PR #12703, opened 2025-06-26
integration tests: sync suite between GHA and entrypoint

valentijnscholten:
I noticed the integration test suite in GHA and the container entrypoint were slightly out of sync.


mtesauro (approved):
Approved

dogboat (approved):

# # # # # # #

_WHAT THE TASK REQUIRES_
Scan the material above. Copy each line that holds the word "integration".

_RESULT FOR THIS TASK_
integration tests: sync suite between GHA and entrypoint
I noticed the integration test suite in GHA and the container entrypoint were slightly out of sync.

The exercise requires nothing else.